Reasoning
Overview
Reasoning models like OpenAI o1 and o3, Anthropic’s Claude Sonnet 3.7, Google’s Gemini 2.0 Flash Thinking, and DeepSeek’s r1 have some additional options that can be used to tailor their behaviour. They also in some cases make available full or partial reasoning traces for the chains of thought that led to their response.
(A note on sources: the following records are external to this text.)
PR #3, opened 2019-07-05
tree: add new config-bot service

jlebon:
config-bot performs automated management tasks on the main
[fedora-coreos-config](https://github.com/coreos/fedora-coreos-config) repo.

See `README.md` for details.

### DIFF
--- a/config-bot/README.md
+++ b/config-bot/README.md
@@ -1,0 +1,41 @@
+# config-bot
+
+config-bot performs automated management tasks on the main
+[fedora-coreos-config](https://github.com/coreos/fedora-coreos-config)
+repo.
+
+It performs three closely related, but mostly independent
+functions. The names below reflect each of those functions.
+One can find their corresponding configuration section in
+`config.toml` and function names in `main`.
+
+1. `sync-build-lockfiles`: watches for new builds on a set
+   of streams, and pushes the generated lockfile to their
+   corresponding branches
+2. `promote-lockfiles`: on some configurable interval,
+   pushes lockfiles from one config branch to another
+3. `propagate-files`: watches for pushes to a config branch
+   and propagates changes to a subset of files to a set of
+   target branches.
+
+All these are currently timer-based. In the future, they
+will use fedora-messaging for triggering.
+
+Similarly, for now all changes are done using `git push`. In
+the future, config-bot PR functionality can be added.
+
+## Testing locally
+
+Tweak settings as appropriate in `config.toml`, e.g.:
+- point to your fork of `fedora-coreos-config`
+- use your own GitHub token
+- you can comment out whole sections if you'd like to test a
+  specific function only; e.g. if you only want to test
+  `promote-lockfiles`, you can comment out
+  `sync-build-lockfiles` and `propagate-files`
+
+Then:
+
+```
+./main --config myconfig.toml
+```
--- a/config-bot/config.toml
+++ b/config-bot/config.toml
@@ -15,12 +15,12 @@ trigger.mode = 'periodic'
 trigger.period = '15m'
 method = 'push'
 
-[promote-lockfiles]
-source-ref = 'bodhi-updates'
-target-ref = 'testing-devel'
-trigger.mode = 'periodic'
-trigger.period = '24h'
-method = 'push'
+#[promote-lockfiles]
+#source-ref = 'bodhi-updates'
+#target-ref = 'testing-devel'
+#trigger.mode = 'periodic'
+#trigger.period = '24h'
+#method = 'push'
 
 [propagate-files]
 source-ref = 'testing-devel'
--- a/config-bot/config.toml
+++ b/config-bot/config.toml
@@ -1,0 +1,36 @@
+[git]
+author.name = 'CoreOS Bot'
+author.email = 'coreosbot@fedoraproject.org'
+github.repo.owner = 'coreos'
+github.repo.name = 'fedora-coreos-config'
+github.token.username = 'coreosbot'
+github.token.path = '/var/run/secrets/coreos.fedoraproject.org/github-token/token'
+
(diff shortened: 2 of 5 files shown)


config-bot/main
```diff
@@ -0,0 +1,373 @@
...
+        # this allows us to safely use `continue` afterwards
+        if not first:
+            await asyncio.sleep(period)
+        first = False
+
+        for stream in cfg['streams']:
+            builds_json = f'{base_url}/{stream}/builds/builds.json'
+            builds = json.loads(await http_fetch(builds_json))
+            if builds is None:
+                # problem fetching the json; just ignore and we'll retry
```
arithx: Should we add a retry counter and at least print out (if not directly failing) if an individual streams data cannot be retrieved within x tries? With the current setup it could be easy to set it up with a typo in one of the stream names and have the lockfiles never synced.

config-bot/config.toml
```diff
@@ -0,0 +1,36 @@
...
+builds-base-url = 'https://builds.coreos.fedoraproject.org/prod/streams'
+streams = [
+    'bodhi-updates',
+]
+trigger.mode = 'periodic'
+trigger.period = '15m'
+method = 'push'
+
+[promote-lockfiles]
+source-ref = 'bodhi-updates'
```
arithx: Should the `source-ref` & `target-ref` be bundled together in an array to support handling multiple stream combinations at the same time or is the idea to run one instance of this tool per lockfile promotion required?

config-bot/main
```diff
@@ -0,0 +1,373 @@
...
+            if last_source_ref_checksum == source_ref_checksum:
+                continue
+
+            git.checkout(target_ref)
+
+            # get the list of lockfiles from the source ref
+            all_files = git.cmd_output('ls-tree', source_ref,
+                                       '--name-only').splitlines()
+            locks = [f for f in all_files
+                     if fnmatch.fnmatch(f, 'manifest-lock.generated.*.json')]
```
arithx: Minor: could use the `matches_patterns` helper.

config-bot/main
jlebon: > With the current setup it could be easy to set it up with a typo in one of the stream names and have the lockfiles never synced.

Yeah, I think metrics/alerts of some kind are next so we can actually monitor if the app is running as intended without doing `oc logs`. Could probably start with a basic webpage and e.g. emailing if there are X errors within T? Would be cool to plug into Prometheus as well. Let's split out that discussion into a separate ticket which encompasses coreos-koji-tagger too?

> Should we add a retry counter and at least print out (if not directly failing)

Right now, we print on every failure in `http_fetch`. Because this is a long-running app, I'm not sure I want to stop retrying without some kind of higher-level monitoring & alert in place first.

config-bot/config.toml
jlebon: Yeah, I think eventually we'll want to support multiple mappings here, e.g. when `branched -> next-devel` is active for example. Punted on this for now. :) But yeah I think we can handle it all in the same instance.

config-bot/main
```diff
@@ -0,0 +1,373 @@
...
+    for pattern in patterns:
+        if fnmatch.fnmatch(fn, pattern):
+            return True
+    return False
+
+
+# normalize to seconds
+def period_to_seconds(s):
+    assert re.match('^[0-9]+[smh]$', s)
+    n = int(s[:-1])
```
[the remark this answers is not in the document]
jlebon: Thanks for the suggestions, switched to Option 1! (This code was actually copy-pasted from [older code](https://github.com/projectatomic/papr/blob/4b4ad707eed12f801f3f3abe7003ccc159adb3f1/papr/utils.py#L27) I wrote).

Option 2 is neat, though I'm not sure about the added complexity given that we can still express the same durations with Option 1.

config-bot/main
jlebon: Done!

config-bot/main
arithx: > Could probably start with a basic webpage and e.g. emailing if there are X errors within T? Would be cool to plug into Prometheus as well. 

Yeah, having it in Prometheus would make the emailing on x errors or webpage very easy.

>  Because this is a long-running app, I'm not sure I want to stop retrying without some kind of higher-level monitoring & alert in place first.

That's fair.

config-bot/README.md
```diff
@@ -0,0 +1,41 @@
...
+
+## Testing locally
+
+Tweak settings as appropriate in `config.toml`, e.g.:
+- point to your fork of `fedora-coreos-config`
+- use your own GitHub token
+- you can comment out whole sections if you'd like to test a
+  specific function only; e.g. if you only want to test
+  `promote-lockfiles`, you can comment out
+  `sync-build-lockfiles` and `propagate-files`
```
arithx: RFE suggestion for the future: add flags to the argparse to allow for enabling/disabling or running specific combinations of the commands.

config-bot/main
jlebon: OK, split this out in https://github.com/coreos/fedora-coreos-releng-automation/issues/5

config-bot/README.md
jlebon: https://github.com/coreos/fedora-coreos-releng-automation/issues/6

jlebon:
So, before merging this, there's one major piece left, which is support for lockfile overrides. The reason is that once this is merged and set up, it'll sync the lockfiles from `bodhi-updates` to `testing-devel`, but right now there are a bunch of packages from `coreos-pool` that we want.

I'm working on adding support for overrides in rpm-ostree.

jlebon:
Actually, we could just disable `promote-lockfiles` for now and merge this in so at least we'll have the other functions running.

jlebon:
OK, disabled for now. :arrow_up: 
Merging!

PR #4, opened 2019-07-05
coreos-meta-translator: initial commit

arithx:
Originally discussed in https://github.com/arithx/meta-transpiler/pull/1

Tested against both `plume` & the `fedora-coreos-stream-generator`

### DIFF
--- a/coreos-meta-translator/trans.py
+++ b/coreos-meta-translator/trans.py
@@ -1,0 +1,142 @@
+#!/usr/bin/env python3
+
+from argparse import ArgumentParser, FileType
+from datetime import datetime
+import json
+import os
+
+
+def ensure_dup(inp, out, inp_key, out_key):
+    '''
+    If the out dictionary does not contain a value for out_key update it
+    to be equal to the inp dictionaries inp_key value, if it does exist
+    ensure the values are equal between the two dictionaries
+    '''
+    if out.get(out_key, None) == None:
+        out[out_key] = inp.get(inp_key)
+    if out.get(out_key) != inp.get(inp_key):
+        raise Exception("Input Files do not appear to be for the same release")
+
+def url_builder(stream, version, arch, path):
+    return f"https://builds.coreos.fedoraproject.org/prod/streams/{stream}/builds/{version}/{arch}/{path}"
+
+def get_extension(path, modifier):
+    return path.rsplit(modifier)[1][1:]
+
+
+parser = ArgumentParser()
+parser.add_argument("--workdir", help="cosa workdir", required=True)
+parser.add_argument("--build-id", help="build id", required=False)
+args = parser.parse_args()
+
+archs = []
+
+with open(os.path.join(args.workdir, "builds", "builds.json"), 'r') as build_file:
+    build_json = json.load(build_file)
+    if len(build_json.get('builds', [])) > 0:
+        individual_build = {}
+        if args.build_id is None:
+            individual_build = build_json.get('builds')[0]
+            args.build_id = individual_build.get('id')
+        else:
+            for build in build_json.get('builds'):
+                if build.get('id') == args.build_id:
+                    individual_build = build
+                    break
+        archs = individual_build.get('archs')
+
+outer_dir = os.path.join(args.workdir, "builds", args.build_id)
+release_file = os.path.join(outer_dir, "release.json")
+
+out = {}
+if os.path.exists(release_file):
+    with open(release_file, 'r') as w:
+        out = json.load(w)
+
+files = [os.path.join(outer_dir, arch, "meta.json") for arch in archs]
+
+for f in files:
+    with open(f, 'r') as w:
+        input_ = json.load(w)
+
+        arch = input_.get("coreos-assembler.basearch")
+
+        ensure_dup(input_, out, "buildid", "release")
+        ensure_dup(input_.get('coreos-assembler.container-config-git'), out, 'branch', 'stream')
+
+        # build the architectures dict
+        arch_dict = {"media": {}}
+        ensure_dup(input_, arch_dict, "ostree-commit", "commit")
+        generic_arches = ["aws", "qemu", "metal", "openstack", "vmware"]
+        for ga in generic_arches:
+            if input_.get("images", {}).get(ga, None) is not None:
+                i = input_.get("images").get(ga)
+                ext = get_extension(i.get('path'), ga)
+                arch_dict['media'][ga] = {
+                    "artifacts": {
+                        ext: {
+                            "disk": {
+                                "location": url_builder(out.get('stream'), out.get('release'), arch, i.get('path')),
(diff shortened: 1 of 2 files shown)


arithx:
NOTE: tested using expected directory structure while waiting for https://github.com/coreos/coreos-assembler/pull/580 to land

coreos-meta-translator/trans.py
```diff
@@ -0,0 +1,126 @@
+#!/usr/bin/env python3
+
+from argparse import ArgumentParser, FileType
+from datetime import datetime
+import json
+import os
+
+
+def ensureDup(inp, out, inp_key, out_key):
```
jlebon: Minor/optional: `ensure_dup` to match the naming convention?

jlebon: Also, can you add a short docstring describing what this function does?

coreos-meta-translator/trans.py
```diff
@@ -0,0 +1,126 @@
...
+    if out.get(out_key, None) == None:
+        out[out_key] = inp.get(inp_key)
+        return out
```
jlebon: Hmm, shouldn't have to return the `dict` back. Objects are passed by reference in Python.

coreos-meta-translator/trans.py
```diff
@@ -0,0 +1,126 @@
...
+    if out.get(out_key) != inp.get(inp_key):
+        print("Input Files do not appear to be for the same release")
+        raise SystemExit(1)
```
jlebon: I'd just `raise Exception(...)` here.

coreos-meta-translator/trans.py
```diff
@@ -0,0 +1,126 @@
...
+    return out
+
+def url_builder(stream, version, arch, path):
+    return f"https://fcos-builds.s3.amazonaws.com/prod/streams/{stream}/builds/{version}/{arch}/{path}"
```
jlebon: In general, I don't think we should use the `amazonaws.com` at all (and instead `https://builds.coreos.fedoraproject.org/`). Both for encapsulation, but also because `builds.c.fp.o` goes through CloudFront.

lucab: Can this point to the non-AWS URL for the bucket?

coreos-meta-translator/trans.py
```diff
@@ -0,0 +1,126 @@
...
+
+        arch = input_.get("coreos-assembler.basearch")
+
+        out = ensureDup(input_, out, "buildid", "release")
+        out = ensureDup(input_.get('coreos-assembler.container-config-git'), out, 'branch', 'stream')
+
+        # build the architectures dict
+        arch_dict = {"media": {}}
+        arch_dict = ensureDup(input_, arch_dict, "ostree-commit", "commit")
+        generic_arches = [("aws", 2), ("qemu", 2), ("metal", 2), ("openstack", 2), ("vmware", 1)]
```
jlebon: Hmm, I wonder if we could just search for the first `.` instead? That way we don't have to encode these numbers here.

coreos-meta-translator/trans.py
arithx: Do we have a redirection URL to use? If so I can update here & in `plume`.

coreos-meta-translator/trans.py
```diff
@@ -0,0 +1,126 @@
...
+        else:
+            out_arch = out['architectures'][arch]
+            for media_type, val in arch_dict.get('media').items():
+                if media_type not in out_arch['media']:
+                    out['architectures'][arch]['media'].update({media_type: val})
+                elif val == out_arch['media'][media_type]:
+                    continue
+                else:
+                    print("differing media type detected: input_file '{}', media_type '{}'".format(input_file, media_type))
+                    raise SystemExit(1)
```
jlebon: Here too, my suggestion is `raise Exception(...)`.

coreos-meta-translator/trans.py
```diff
@@ -0,0 +1,126 @@
...
+outer_dir = os.path.join(args.workdir, "builds", args.build_id)
+release_file = os.path.join(outer_dir, "release.json")
+
+out = {}
+if os.path.exists(release_file):
+    with open(release_file, 'r') as w:
+        out = json.load(w)
+
+build_dirs = [os.path.join(outer_dir, arch_dir) for arch_dir in os.listdir(outer_dir) if os.path.isdir(os.path.join(outer_dir, arch_dir))]
+files = [os.path.join(build_dir, "meta.json") for build_dir in build_dirs if os.path.exists(os.path.join(build_dir, "meta.json"))]
```
jlebon: Another (somewhat more correct) approach is to get the list of architectures for which the build exists by checking `archs`.

coreos-meta-translator/trans.py
```diff
@@ -0,0 +1,126 @@
...
+def url_builder(stream, version, arch, path):
+    return f"https://fcos-builds.s3.amazonaws.com/prod/streams/{stream}/builds/{version}/{arch}/{path}"
+
+def get_extension(path, ext_count):
+    return ".".join(path.split(".")[-ext_count:])
+
+
+parser = ArgumentParser()
+parser.add_argument("--workdir", help="cosa workdir", required=True)
+parser.add_argument("--build-id", help="build id", required=True)
```
jlebon: Optional: could make this optional so we just default to the last build (first build id in `builds.json`).

coreos-meta-translator/trans.py
jlebon: You should be able to do just `s/fcos-builds.s3.amazonaws.com/builds.coreos.fedoraproject.org/`.

coreos-meta-translator/trans.py
arithx: With the current version scheme we're using `.` in the buildid (though that might be subject to change.

jlebon: Ahhh right! Hmm, OK how about just using the identifier for each artifact (e.g. `qemu`, `openstack`, ...) and get the extension after that? E.g.:

```
In [20]: x = 'fedora-coreos-30.340-qemu.qcow2.gz'

In [21]: x[x.index('qemu')+len('qemu'):]
Out[21]: '.qcow2.gz'
```

coreos-meta-translator/trans.py
arithx: Where does the `archs` key exist?

jlebon: Check out https://github.com/coreos/coreos-assembler/pull/580#issue-292980446.

coreos-meta-translator/trans.py
arithx: Yeah, I can do that (I'll probably just go with an `rstrip` and anything that doesn't fit that mold can have it's own case [like the `installer` or `initramfs`])

arithx:
Updates pushed addressing comments

arithx:
@jlebon squashed

jlebon:
Next step is getting this integrated into the pipeline!

PR #13, opened 2019-07-19
config-bot: adapt for new build layout

jlebon:
We need to teach config-bot to read from the new build layout format
with support for multi-arch. Prep for enabling lockfiles.


jlebon:
Can I get a review on this? @arithx or @lucab maybe? :)

PR #14, opened 2019-07-22
coreos-koji-tagger: add target release heuristic for fedora-coreos-pi…

rfairley:
…nger

Like `zincati` this is built as a module - use a similar heuristic.

---

This has not been tested, however this package is built in a similar way to `zincati` and should work with the same conditions.


rfairley:
Required by: https://pagure.io/dusty/coreos-koji-data/pull-request/8

jlebon:
Thanks! (Though yeah, we should generalize this soon...)

PR #17, opened 2019-07-26
coreos-koji-tagger: point at fedora-coreos-config repo

jlebon:
Start listening for git pushes on
https://github.com/coreos/fedora-coreos-config instead of
https://pagure.io/dusty/coreos-koji-data.

This notably involves switching out the topic we listen to, and
introspecting the message. We could use the `commit[].modified[]` values
here to be even more selective, but leaving that for a follow-up.

### DIFF
--- a/coreos-koji-tagger/Dockerfile
+++ b/coreos-koji-tagger/Dockerfile
@@ -31,8 +31,8 @@ RUN sed -i 's/INFO/WARNING/' /work/my_config.toml
 # Set the format for the log messages
 RUN sed -i 's/format =.*$/format = "%(asctime)s %(levelname)s %(name)s - %(message)s"/' /work/my_config.toml
 
-# We only care about pungi.compose.status.change messages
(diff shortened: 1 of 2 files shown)


dustymabe:
looks like you already have the GH repo hooked up to fedmsg/datagrepper so that is nice: https://apps.fedoraproject.org/datagrepper/id?id=2019-e06a979c-6e1c-4f0e-ae97-cbf8b7b9660c&is_raw=true&size=extra-large

coreos-koji-tagger/Dockerfile
```diff
@@ -32,7 +32,7 @@ RUN sed -i 's/INFO/WARNING/' /work/my_config.toml
 RUN sed -i 's/format =.*$/format = "%(asctime)s %(levelname)s %(name)s - %(message)s"/' /work/my_config.toml
 
 # We only care about pungi.compose.status.change messages
```
dustymabe: looks like this comment should be updated too ^^

dustymabe:
mostly LGTM - can we separate whitespace changes into a separate commit?

jlebon:
I just dropped the whitespace changes for now -- those were from my editor.

PR #19, opened 2019-08-12
coreos-koji-tagger: get latest updates in Dockerfile

dustymabe:
I've hit issues where the container was out of date and some things
were slightly broken. One case of this: https://pagure.io/releng/compose-tracker/pull-request/21


mike-nguyen:
LGTM

PR #20, opened 2019-08-12
coreos-koji-tagger: ability to override github repo

dustymabe:
This should make it easier to test in fedora's stage environment.

Also switch to `os.getenv`


dustymabe:
> though I think we should actually just split out a config file with all the knobs there

I think I agree.

PR #22, opened 2019-08-12
coreos-koji-tagger: comment out a few debug statements

dustymabe:
These make the logs a little too verbose.

### DIFF
--- a/coreos-koji-tagger/coreos_koji_tagger.py
+++ b/coreos-koji-tagger/coreos_koji_tagger.py
@@ -212,8 +212,8 @@ class Consumer(object):
             logger.info('Will not attempt koji write operations')
 
     def __call__(self, message: fedora_messaging.api.Message):
-        logger.debug(message.topic)
-        logger.debug(message.body)
+        #logger.debug(message.topic)
+        #logger.debug(message.body)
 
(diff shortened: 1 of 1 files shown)


coreos-koji-tagger/coreos_koji_tagger.py
```diff
@@ -212,8 +212,8 @@ def __init__(self):
             logger.info('Will not attempt koji write operations')
 
     def __call__(self, message: fedora_messaging.api.Message):
-        logger.debug(message.topic)
-        logger.debug(message.body)
+        #logger.debug(message.topic)
+        #logger.debug(message.body)
```
mike-nguyen: Is there a reason why these lines aren't deleted rather than commented out?

dustymabe: mostly so they'd be easy to add back without having to remember exactly the syntax (i.e. var name) again. I could be swayed to delete it but have a preference for leaving it in and commented.

mike-nguyen: I can go either way with this also as long as there isn't commented code everywhere which is not the case for this.

PR #23, opened 2019-08-12
coreos-koji-tagger: get rid of bare raise

### LINKED ISSUE #21: [secaudit,tagger,info] Bare raise
Rev: `06275b45306167c7ee86649dc6936bb637138850`
`coreos-koji-tagger/coreos_koji_tagger.py`
Line: 207

Bare raise is used outside of a `try`/`catch` block.
This will trigger a `TypeError`, since Python will try to raise the last raised exception, which will most likely be `None`.

dustymabe:
Raise an Exception object instead of a bare raise.

Fixes #21


dustymabe:
thanks @puiterwijk

PR #31, opened 2019-08-19
config-bot: enable promote-lockfiles

jlebon:
We're in position to enable lockfile promotion now that
coreos-koji-tagger is set up and monitoring the `testing-devel` branch.
Let's do this!

### DIFF
--- a/config-bot/config.toml
+++ b/config-bot/config.toml
@@ -15,12 +15,12 @@ trigger.mode = 'periodic'
 trigger.period = '15m'
 method = 'push'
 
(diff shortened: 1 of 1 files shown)


jlebon:
Marking as draft for now; want to do a final sanity check on this.

jlebon:
OK, this works well. There's one gotcha, which is that `testing-devel` doesn't have the modular repos enabled right now, so once the lockfile is promoted, some packages will fail to resolve until the coreos-pool repo is respinned (see related issue #32).

PR #380, opened 2025-06-11
Implement runtime_callback_hooks_fn2

zluda-violet:
This starts the implementation of cuGetExportTable and the dark API. The only function implemented at this point is runtime_callback_hooks_fn2. I'm not sure about the correctness of returning a mutable reference to a non-mutable static variable, but the compiler allows it.

### DIFF
--- a/zluda/src/impl/driver.rs
+++ b/zluda/src/impl/driver.rs
@@ -77,7 +77,20 @@ pub(crate) fn init(flags: ::core::ffi::c_uint) -> CUresult {
 }
 
 const FN2_BUFFER_SIZE: usize = 400;
-static FN2_BUFFER: [u8;FN2_BUFFER_SIZE] = [0;FN2_BUFFER_SIZE];
+
+struct Fn2Buffer {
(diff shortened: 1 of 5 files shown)


zluda/src/impl/driver.rs
```diff
@@ -76,6 +76,183 @@ pub(crate) fn init(flags: ::core::ffi::c_uint) -> CUresult {
     Ok(())
 }
 
+const FN2_BUFFER_SIZE: usize = 400;
```
jiridanek, line 79: `400` did not work for me; after I changed this to 1024, same as

https://github.com/pole5tar/ZLUDA-fork/blob/4a81dbffb5ce37be0f999476ce69c444d9ec77c8/zluda/src/impl/dark_api.rs#L38-L39

has that, program (just a basic `cudaGetDeviceCount`) ~stopped segfaulting for me~ still segfaults, but later and hopefully for different reasons;

I have heavily modified ZLUDA, so the observation may not be applicable directly; just wanted to give hint to question the size of the buffer.

zluda-violet: You're correct, thanks for catching this.

PR #387, opened 2025-06-17
Use `integrity_check` implementation

zluda-violet:
This handles the dark API integrity check using the existing implementation. Also implements `check_fn3` by simply returning 0 – this seems to work for now.


vosen:
looks good, I'll merge once builds pass

PR #388, opened 2025-06-18
Implement `cuLibraryLoadData`

zluda-violet:
Adds an implementation for `cuLibraryLoadData`. For now, libraries are loaded the same as modules, and the jit and library options are ignored. This change also adds support for modules that are provided as a fatbin rather than as a null-terminated PTX string.


cuda_types/src/dark_api.rs
```diff
@@ -197,3 +211,43 @@ impl ParseError {
...
+                return Ok(decompressed_vec);
+            }
+        }
+    }
+}
+
+pub unsafe fn decompress_zstd(file: &FatbinFileHeader) -> Result<Vec<u8>, ParseError> {
+    let mut result = Vec::with_capacity(file.uncompressed_payload as usize);
+    let payload = file.get_payload();
+    dbg!((payload.len(), file.uncompressed_payload, file.payload_size));
```
vosen: Oops, I did not realize I left that in, remove it

cuda_types/src/dark_api.rs
```diff
@@ -197,3 +211,43 @@ impl ParseError {
         }
     }
 }
+
+const MAX_MODULE_DECOMPRESSION_BOUND: usize = 64 * 1024 * 1024;
+
+pub unsafe fn decompress_lz4(file: &FatbinFileHeader) -> Result<Vec<u8>, ParseError> {
```
vosen: Move decompression code to `dark_api` crate. I want cuda_types to contain just type declarations. the code in this file is an exception for convenience, but maybe it too should move to dark api crate?

zluda/src/impl/module.rs
```diff
@@ -18,12 +21,47 @@ impl ZludaObject for Module {
     }
 }
 
-pub(crate) fn load_data(module: &mut CUmodule, image: *const std::ffi::c_void) -> CUresult {
+fn get_ptx_from_wrapped_fatbin(image: *const ::core::ffi::c_void) -> Result<Vec<u8>, CUerror> {
```
vosen, line 25: This is ok if it works with `llm.c`, but eventually we will want a more complex solution. Principally, a fatbin can contain multiple `.ptx` modules for different hardware architectures. ZLUDA itself will want to pick just one (I think a good approach is to pick the highest hardware version module that we manage to compile). zluda_dump will want to go through all ptx (and elf) in fatbin to save them to disk.
So in the future we will have common code that for a `FatbincWrapper` or `FatbinHeader` will give you iterator that goes through all elf/ptx modules.
Current approach is ok, but consider if you want to start adjusting code for that

zluda/src/impl/library.rs
```diff
@@ -0,0 +1,37 @@
...
+    base: hipModule_t,
+}
+
+impl ZludaObject for Library {
+    const COOKIE: usize = 0xb328a916cc234d7c;
+
+    type CudaHandle = CUlibrary;
+
+    fn drop_checked(&mut self) -> CUresult {
+        unsafe { hipModuleUnload(self.base) }?;
```
vosen, line 19: It will explode when I do `cuModuleUnload` and then `cuLibraryUnload`? I think doing `cuModuleUnload` on module that comes form a library is not allowed.
It's not important right now, but we will want to go back to this. Mark it with TODO for now. We will write tests that check for this later

cuda_types/src/dark_api.rs
zluda-violet: Done.

cuda_types/src/dark_api.rs
zluda-violet: I've refactored so that this file only has type declarations.

zluda/src/impl/module.rs
zluda-violet: I've added a comment noting this. I think the current structure shouldn't be difficult to change to support this when we need it.

zluda/src/impl/library.rs
zluda-violet: I've added the TODO.

PR #394, opened 2025-06-24
Check LLVM IR for `test_ptx!` with no input/output

zluda-violet:


ptx/src/test/spirv_run/mod.rs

In this article we’ll first cover the basics of Reasoning Content and Reasoning Options, then cover the usage and options supported by various reasoning models.
Reasoning Content
Many reasoning models allow you to see their underlying chain of thought in a special “thinking” or reasoning block. While reasoning is presented in different ways depending on the model, in the Inspect API it is normalised into ContentReasoning blocks which are parallel to ContentText, ContentImage, etc.
Reasoning blocks are presented in their own region in both Inspect View and in terminal conversation views.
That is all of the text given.